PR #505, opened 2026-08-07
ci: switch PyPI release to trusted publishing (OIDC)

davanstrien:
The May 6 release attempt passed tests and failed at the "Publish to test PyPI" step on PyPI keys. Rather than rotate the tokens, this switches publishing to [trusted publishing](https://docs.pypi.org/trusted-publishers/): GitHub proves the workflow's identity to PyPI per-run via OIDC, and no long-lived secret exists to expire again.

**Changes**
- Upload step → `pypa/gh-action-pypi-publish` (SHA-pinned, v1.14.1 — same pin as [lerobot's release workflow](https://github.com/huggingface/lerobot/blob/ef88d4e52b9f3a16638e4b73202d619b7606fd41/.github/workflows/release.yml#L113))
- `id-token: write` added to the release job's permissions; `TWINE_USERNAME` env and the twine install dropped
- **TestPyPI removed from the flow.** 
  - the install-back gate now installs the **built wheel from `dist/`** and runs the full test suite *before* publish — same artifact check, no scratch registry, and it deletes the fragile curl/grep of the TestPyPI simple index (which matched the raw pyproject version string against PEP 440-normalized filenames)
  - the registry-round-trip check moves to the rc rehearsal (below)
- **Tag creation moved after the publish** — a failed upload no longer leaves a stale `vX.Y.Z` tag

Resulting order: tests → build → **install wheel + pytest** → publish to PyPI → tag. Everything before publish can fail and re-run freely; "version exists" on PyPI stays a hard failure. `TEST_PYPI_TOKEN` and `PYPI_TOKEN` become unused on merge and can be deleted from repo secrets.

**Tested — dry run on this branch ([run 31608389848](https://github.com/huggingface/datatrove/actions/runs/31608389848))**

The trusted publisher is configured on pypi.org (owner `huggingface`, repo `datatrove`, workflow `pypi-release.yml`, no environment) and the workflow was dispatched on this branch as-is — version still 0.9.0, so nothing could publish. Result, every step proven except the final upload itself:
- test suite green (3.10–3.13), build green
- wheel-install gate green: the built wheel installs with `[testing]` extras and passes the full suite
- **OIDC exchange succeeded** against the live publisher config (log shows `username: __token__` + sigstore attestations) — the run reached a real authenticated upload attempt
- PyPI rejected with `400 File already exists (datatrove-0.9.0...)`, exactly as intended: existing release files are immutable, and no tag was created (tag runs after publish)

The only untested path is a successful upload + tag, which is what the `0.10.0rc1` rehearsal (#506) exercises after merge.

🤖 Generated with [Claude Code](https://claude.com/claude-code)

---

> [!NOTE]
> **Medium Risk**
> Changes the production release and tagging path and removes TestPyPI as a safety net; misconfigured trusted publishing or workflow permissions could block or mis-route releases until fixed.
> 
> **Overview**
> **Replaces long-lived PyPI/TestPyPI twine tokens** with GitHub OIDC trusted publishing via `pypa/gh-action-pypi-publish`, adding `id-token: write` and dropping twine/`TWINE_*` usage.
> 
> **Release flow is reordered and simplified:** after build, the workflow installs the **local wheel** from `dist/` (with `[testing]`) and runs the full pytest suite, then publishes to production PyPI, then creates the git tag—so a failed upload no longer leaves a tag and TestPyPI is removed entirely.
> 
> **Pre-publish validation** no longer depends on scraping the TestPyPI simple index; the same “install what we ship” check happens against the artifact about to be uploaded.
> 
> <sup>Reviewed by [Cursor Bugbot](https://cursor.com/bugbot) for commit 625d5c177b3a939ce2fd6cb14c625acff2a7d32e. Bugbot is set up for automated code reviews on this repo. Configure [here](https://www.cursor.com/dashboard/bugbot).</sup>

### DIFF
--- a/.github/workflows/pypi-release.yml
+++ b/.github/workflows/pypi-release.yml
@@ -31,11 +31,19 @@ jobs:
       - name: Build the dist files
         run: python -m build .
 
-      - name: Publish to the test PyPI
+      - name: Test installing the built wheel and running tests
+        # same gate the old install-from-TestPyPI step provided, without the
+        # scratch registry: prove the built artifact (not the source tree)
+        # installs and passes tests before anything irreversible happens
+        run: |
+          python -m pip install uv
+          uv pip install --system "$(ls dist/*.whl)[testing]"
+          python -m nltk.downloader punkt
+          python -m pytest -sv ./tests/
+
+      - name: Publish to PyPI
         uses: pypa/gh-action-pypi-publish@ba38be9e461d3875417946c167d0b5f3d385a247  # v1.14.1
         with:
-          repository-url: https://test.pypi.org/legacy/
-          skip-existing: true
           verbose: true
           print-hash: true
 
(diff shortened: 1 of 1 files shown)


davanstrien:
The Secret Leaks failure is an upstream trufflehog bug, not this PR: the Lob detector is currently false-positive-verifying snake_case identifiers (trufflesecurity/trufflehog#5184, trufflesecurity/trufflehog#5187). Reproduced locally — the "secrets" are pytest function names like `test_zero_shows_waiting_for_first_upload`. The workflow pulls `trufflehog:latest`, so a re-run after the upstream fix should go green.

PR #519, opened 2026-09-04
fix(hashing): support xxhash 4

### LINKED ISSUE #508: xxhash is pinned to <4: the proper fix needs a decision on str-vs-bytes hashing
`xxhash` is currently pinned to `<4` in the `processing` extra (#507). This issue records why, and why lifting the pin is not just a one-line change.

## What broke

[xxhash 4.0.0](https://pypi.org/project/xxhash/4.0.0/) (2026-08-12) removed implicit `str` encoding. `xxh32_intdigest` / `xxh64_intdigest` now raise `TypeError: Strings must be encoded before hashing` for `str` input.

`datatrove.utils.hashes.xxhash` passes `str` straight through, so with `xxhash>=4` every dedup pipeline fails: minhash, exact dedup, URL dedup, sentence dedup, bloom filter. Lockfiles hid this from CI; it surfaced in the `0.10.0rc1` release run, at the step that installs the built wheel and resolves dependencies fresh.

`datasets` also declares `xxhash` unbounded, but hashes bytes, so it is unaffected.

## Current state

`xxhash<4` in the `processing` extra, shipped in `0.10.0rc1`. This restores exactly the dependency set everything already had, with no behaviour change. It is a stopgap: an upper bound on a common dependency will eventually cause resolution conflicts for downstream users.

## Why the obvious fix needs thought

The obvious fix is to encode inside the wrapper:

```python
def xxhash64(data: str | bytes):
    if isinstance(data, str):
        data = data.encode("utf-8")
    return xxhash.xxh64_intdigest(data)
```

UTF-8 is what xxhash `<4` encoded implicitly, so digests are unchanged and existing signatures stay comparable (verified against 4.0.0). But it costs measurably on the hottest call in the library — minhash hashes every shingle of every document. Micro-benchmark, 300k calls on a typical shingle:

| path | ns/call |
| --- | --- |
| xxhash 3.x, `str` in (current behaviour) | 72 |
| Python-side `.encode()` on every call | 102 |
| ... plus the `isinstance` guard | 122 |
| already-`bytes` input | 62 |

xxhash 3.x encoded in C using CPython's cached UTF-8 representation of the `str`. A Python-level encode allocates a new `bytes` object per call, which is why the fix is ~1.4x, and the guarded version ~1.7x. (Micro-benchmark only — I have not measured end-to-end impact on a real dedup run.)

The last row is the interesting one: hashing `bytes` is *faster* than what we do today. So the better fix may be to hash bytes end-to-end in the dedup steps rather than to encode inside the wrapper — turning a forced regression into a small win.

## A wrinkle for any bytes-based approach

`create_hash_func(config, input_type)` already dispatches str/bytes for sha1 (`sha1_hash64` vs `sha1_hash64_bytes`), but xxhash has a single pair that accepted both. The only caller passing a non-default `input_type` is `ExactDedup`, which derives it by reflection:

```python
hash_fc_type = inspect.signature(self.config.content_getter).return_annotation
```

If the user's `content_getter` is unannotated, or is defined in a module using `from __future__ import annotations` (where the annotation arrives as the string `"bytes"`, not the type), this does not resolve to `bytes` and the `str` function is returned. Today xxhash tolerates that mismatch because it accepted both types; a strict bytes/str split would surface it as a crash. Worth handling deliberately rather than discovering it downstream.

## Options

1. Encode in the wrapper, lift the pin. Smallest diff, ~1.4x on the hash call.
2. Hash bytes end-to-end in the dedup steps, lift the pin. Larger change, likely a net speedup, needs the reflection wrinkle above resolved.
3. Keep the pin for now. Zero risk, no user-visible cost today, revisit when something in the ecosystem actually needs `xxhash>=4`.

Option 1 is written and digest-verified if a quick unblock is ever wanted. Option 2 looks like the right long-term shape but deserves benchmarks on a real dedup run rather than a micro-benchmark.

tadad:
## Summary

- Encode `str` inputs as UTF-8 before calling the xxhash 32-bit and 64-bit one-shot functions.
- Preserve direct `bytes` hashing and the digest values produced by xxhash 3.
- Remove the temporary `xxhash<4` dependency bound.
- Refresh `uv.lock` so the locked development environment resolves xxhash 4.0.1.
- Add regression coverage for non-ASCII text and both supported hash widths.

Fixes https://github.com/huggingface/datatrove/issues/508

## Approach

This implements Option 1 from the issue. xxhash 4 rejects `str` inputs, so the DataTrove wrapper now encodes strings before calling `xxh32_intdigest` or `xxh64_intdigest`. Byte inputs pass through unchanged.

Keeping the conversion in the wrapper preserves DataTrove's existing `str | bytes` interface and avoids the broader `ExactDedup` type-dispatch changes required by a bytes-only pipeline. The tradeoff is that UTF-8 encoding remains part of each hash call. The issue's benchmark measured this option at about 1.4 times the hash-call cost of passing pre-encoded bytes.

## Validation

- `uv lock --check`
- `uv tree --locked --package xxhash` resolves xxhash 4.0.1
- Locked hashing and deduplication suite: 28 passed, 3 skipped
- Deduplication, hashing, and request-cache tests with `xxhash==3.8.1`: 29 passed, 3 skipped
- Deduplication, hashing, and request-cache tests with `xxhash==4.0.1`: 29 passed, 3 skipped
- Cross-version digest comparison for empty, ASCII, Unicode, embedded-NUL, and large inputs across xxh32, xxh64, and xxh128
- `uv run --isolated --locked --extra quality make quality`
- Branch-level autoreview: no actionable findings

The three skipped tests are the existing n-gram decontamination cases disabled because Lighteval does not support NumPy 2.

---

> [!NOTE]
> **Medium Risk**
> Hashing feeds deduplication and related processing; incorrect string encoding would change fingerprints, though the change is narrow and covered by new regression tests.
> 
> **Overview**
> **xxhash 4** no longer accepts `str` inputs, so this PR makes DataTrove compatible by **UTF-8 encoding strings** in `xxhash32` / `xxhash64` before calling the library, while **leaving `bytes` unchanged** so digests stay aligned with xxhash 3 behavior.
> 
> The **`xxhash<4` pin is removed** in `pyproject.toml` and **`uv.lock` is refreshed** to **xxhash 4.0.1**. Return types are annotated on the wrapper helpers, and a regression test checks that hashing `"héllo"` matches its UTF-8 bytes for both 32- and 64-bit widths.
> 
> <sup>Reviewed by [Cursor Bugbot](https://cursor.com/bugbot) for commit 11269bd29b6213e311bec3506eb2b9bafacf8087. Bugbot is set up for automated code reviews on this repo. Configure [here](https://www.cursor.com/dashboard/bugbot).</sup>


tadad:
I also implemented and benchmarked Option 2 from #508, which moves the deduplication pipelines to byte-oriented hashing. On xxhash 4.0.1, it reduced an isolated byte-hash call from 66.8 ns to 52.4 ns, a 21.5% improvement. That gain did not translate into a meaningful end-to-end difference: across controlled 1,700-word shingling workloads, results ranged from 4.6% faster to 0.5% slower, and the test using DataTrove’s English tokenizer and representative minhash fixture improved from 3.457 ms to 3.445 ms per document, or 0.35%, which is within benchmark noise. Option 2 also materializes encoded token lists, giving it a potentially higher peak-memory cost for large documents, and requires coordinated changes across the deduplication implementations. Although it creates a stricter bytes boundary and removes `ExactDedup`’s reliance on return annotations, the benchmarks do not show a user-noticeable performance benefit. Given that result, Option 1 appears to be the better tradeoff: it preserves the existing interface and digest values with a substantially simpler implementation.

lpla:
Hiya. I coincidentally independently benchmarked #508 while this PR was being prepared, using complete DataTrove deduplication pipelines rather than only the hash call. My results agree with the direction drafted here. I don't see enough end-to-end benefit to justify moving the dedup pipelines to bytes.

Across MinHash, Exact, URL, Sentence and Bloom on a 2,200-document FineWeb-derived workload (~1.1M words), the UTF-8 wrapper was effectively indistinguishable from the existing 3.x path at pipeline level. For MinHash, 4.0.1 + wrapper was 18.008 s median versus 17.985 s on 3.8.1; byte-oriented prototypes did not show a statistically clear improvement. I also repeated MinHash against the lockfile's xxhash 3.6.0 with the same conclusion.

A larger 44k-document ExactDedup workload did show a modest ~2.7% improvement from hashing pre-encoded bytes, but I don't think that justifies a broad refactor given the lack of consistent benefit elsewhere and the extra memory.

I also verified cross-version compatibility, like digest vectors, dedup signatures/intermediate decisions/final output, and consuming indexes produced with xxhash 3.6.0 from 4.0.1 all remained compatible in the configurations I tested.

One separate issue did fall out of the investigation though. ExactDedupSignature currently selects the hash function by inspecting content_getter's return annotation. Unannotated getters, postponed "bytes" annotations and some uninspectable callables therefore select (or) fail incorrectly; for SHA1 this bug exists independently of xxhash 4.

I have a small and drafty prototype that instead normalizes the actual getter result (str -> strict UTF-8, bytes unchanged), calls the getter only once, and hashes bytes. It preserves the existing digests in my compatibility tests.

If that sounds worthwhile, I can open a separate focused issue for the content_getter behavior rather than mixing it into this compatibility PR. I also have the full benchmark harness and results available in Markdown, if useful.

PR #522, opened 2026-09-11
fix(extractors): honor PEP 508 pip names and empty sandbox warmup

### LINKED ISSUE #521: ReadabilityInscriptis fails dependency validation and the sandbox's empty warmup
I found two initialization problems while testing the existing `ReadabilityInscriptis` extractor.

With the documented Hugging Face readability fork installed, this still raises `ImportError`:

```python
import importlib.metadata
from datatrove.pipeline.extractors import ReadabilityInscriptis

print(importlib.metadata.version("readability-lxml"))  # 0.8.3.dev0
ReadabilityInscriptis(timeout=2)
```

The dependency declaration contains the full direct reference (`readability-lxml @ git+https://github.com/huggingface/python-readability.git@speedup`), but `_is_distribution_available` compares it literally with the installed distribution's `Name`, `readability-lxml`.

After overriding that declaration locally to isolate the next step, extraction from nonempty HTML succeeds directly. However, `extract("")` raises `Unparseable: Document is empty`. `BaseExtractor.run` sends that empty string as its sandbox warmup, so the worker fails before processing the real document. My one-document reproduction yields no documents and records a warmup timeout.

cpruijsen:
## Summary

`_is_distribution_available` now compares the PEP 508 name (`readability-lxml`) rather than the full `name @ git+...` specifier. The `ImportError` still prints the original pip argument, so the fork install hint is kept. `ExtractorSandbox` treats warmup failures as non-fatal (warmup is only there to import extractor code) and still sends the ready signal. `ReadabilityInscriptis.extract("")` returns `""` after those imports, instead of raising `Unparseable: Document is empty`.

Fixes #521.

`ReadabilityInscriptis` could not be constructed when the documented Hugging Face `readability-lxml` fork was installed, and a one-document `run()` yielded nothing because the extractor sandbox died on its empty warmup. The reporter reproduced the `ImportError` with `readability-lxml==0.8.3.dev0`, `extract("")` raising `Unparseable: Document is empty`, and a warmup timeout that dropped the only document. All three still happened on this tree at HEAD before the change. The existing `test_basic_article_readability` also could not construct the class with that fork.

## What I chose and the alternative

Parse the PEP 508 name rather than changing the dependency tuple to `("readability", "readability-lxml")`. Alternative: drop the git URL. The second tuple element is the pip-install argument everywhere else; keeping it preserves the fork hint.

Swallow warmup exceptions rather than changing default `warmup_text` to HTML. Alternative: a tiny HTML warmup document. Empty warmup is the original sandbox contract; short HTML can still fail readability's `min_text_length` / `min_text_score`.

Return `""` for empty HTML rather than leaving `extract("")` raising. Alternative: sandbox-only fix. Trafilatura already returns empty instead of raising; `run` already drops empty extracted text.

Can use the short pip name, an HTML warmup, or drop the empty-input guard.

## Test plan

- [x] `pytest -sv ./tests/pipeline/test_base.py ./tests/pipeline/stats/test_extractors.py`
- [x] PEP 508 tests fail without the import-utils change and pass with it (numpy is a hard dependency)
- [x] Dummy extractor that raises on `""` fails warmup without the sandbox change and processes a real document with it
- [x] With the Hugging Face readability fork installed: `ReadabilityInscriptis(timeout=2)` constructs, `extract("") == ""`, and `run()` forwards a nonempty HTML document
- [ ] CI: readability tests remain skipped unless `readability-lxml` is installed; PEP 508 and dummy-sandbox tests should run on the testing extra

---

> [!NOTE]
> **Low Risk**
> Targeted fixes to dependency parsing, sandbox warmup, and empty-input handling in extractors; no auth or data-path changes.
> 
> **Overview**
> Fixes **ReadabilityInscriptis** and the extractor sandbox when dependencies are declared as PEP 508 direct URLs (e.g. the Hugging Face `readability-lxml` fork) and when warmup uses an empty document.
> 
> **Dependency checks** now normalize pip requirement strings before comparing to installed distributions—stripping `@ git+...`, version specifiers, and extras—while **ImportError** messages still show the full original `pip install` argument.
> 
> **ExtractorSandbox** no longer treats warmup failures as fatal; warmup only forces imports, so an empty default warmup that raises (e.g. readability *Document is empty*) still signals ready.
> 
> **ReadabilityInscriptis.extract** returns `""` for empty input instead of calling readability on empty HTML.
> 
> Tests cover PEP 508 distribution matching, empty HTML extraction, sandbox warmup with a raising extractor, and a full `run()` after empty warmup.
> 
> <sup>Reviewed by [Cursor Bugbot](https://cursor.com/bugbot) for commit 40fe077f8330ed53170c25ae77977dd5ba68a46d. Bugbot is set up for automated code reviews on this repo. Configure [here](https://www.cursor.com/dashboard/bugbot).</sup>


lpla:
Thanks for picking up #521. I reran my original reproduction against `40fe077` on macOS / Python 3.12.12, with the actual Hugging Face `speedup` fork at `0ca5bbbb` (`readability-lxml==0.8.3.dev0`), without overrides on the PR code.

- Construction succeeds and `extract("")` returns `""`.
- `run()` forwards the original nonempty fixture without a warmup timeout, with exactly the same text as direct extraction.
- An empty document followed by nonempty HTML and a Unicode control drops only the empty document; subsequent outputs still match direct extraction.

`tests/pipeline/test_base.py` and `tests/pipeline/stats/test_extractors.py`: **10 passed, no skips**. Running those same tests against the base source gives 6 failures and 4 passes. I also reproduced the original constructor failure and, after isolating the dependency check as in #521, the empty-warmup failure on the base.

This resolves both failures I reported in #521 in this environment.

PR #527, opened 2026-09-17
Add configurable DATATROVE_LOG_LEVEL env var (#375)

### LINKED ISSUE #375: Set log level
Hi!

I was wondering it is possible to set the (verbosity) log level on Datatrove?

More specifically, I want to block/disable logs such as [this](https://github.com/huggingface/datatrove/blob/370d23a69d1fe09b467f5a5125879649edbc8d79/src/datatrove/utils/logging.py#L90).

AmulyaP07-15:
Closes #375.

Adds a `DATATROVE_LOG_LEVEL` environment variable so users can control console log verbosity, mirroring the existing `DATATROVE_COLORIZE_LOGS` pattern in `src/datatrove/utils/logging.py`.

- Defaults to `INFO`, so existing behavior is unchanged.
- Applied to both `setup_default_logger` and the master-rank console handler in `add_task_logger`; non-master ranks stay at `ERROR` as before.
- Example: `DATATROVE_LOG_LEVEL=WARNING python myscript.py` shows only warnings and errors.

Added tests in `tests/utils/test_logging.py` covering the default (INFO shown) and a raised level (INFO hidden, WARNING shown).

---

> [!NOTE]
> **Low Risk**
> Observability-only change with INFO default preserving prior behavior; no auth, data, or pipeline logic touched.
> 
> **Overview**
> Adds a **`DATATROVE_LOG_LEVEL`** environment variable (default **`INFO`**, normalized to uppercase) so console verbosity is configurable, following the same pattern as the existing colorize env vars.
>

^^^^^^^^

▸ Work task: Looking back over the data above, restate word for word the lines that begin at the line with "## Current state" and end at the line with "The obvious fix is", inclusive.

▸ Task response:
## Current state

`xxhash<4` in the `processing` extra, shipped in `0.10.0rc1`. This restores exactly the dependency set everything already had, with no behaviour change. It is a stopgap: an upper bound on a common dependency will eventually cause resolution conflicts for downstream users.

## Why the obvious fix needs thought

The obvious fix is to encode inside the wrapper:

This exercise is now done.